(Dataset entries)
***

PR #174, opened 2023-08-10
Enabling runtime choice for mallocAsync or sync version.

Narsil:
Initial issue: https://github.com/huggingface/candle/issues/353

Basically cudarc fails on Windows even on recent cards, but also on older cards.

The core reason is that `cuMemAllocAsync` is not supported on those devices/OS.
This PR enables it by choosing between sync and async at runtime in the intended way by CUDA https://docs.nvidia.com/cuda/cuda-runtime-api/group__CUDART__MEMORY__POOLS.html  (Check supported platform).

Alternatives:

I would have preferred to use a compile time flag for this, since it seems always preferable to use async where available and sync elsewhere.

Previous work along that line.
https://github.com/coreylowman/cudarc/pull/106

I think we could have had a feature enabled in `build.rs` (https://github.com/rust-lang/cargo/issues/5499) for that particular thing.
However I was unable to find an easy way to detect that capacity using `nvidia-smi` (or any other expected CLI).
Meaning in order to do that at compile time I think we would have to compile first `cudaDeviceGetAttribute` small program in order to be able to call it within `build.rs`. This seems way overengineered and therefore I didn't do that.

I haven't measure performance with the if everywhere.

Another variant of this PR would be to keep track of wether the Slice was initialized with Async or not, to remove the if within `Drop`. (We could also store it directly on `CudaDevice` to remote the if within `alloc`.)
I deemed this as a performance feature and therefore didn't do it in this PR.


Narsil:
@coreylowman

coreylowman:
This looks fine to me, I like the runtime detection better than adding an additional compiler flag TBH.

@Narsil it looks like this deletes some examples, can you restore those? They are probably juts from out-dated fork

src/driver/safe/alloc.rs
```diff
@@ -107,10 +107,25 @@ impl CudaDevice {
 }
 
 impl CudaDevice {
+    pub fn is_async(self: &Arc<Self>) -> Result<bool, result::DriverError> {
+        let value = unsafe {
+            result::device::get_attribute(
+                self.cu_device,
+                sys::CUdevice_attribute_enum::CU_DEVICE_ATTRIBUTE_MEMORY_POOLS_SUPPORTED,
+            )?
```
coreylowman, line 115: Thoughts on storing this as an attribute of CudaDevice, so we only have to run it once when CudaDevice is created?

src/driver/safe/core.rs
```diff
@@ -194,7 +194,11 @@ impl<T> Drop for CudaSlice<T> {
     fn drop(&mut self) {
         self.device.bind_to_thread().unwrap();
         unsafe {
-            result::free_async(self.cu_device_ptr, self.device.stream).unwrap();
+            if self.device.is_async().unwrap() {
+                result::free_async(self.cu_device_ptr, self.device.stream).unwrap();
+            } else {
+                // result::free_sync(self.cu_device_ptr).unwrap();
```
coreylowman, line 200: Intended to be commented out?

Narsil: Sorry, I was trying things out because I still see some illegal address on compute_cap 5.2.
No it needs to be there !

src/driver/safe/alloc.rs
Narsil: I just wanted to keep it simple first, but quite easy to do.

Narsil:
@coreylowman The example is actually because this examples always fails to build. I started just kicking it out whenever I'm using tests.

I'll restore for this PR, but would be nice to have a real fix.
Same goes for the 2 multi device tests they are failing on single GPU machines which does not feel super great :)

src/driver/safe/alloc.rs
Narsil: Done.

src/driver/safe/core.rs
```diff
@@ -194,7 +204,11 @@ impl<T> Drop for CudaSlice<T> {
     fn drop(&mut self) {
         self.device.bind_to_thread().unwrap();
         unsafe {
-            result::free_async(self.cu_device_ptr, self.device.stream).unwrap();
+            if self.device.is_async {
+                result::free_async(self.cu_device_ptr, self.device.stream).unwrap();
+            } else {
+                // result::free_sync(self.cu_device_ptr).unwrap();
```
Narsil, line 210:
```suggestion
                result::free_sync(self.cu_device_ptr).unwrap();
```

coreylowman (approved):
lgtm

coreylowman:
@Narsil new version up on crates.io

***

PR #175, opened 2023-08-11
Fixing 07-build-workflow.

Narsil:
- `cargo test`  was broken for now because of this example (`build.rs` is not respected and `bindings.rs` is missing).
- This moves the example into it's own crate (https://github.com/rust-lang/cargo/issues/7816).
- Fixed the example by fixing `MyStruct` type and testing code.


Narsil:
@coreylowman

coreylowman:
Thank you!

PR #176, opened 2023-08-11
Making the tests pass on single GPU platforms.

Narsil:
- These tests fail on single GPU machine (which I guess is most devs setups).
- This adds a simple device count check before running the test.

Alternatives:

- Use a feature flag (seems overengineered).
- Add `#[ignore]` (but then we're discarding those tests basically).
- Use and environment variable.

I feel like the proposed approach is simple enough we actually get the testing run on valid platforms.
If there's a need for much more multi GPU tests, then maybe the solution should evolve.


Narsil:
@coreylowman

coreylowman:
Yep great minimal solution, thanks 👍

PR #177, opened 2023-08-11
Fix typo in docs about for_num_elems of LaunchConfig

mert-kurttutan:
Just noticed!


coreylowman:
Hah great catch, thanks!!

***

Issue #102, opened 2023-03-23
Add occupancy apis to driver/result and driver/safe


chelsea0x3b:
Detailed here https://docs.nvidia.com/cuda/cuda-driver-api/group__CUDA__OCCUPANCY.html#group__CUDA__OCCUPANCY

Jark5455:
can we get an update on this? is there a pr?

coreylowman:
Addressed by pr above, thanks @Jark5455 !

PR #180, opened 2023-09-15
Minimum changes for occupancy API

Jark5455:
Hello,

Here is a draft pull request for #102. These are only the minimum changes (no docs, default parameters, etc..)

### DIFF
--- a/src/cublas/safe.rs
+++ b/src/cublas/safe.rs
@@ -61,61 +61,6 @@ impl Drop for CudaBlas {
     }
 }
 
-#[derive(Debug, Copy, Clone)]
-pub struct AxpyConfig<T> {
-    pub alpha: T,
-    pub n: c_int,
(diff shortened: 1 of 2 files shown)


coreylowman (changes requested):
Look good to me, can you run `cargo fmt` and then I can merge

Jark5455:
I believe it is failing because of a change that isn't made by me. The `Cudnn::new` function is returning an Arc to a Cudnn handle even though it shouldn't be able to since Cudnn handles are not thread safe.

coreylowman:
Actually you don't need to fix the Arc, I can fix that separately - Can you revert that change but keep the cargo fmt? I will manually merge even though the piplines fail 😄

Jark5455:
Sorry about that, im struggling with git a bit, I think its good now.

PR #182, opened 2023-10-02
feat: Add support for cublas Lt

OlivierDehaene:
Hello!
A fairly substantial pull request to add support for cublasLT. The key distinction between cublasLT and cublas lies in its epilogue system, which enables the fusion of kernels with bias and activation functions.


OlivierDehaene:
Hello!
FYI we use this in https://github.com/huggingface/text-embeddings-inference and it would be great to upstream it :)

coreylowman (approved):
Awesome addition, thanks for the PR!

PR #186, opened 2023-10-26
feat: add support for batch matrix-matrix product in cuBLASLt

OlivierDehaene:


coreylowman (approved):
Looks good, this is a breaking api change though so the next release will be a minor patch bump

***

Every line above from the line with "PR #174, opened 2023-08-10" to the line with "I would have", inclusive, must be returned exactly; no other line belongs in the reply.

Your solution:
PR #174, opened 2023-08-10
Enabling runtime choice for mallocAsync or sync version.

Narsil:
Initial issue: https://github.com/huggingface/candle/issues/353

Basically cudarc fails on Windows even on recent cards, but also on older cards.

The core reason is that `cuMemAllocAsync` is not supported on those devices/OS.
This PR enables it by choosing between sync and async at runtime in the intended way by CUDA https://docs.nvidia.com/cuda/cuda-runtime-api/group__CUDART__MEMORY__POOLS.html  (Check supported platform).

Alternatives:

I would have preferred to use a compile time flag for this, since it seems always preferable to use async where available and sync elsewhere.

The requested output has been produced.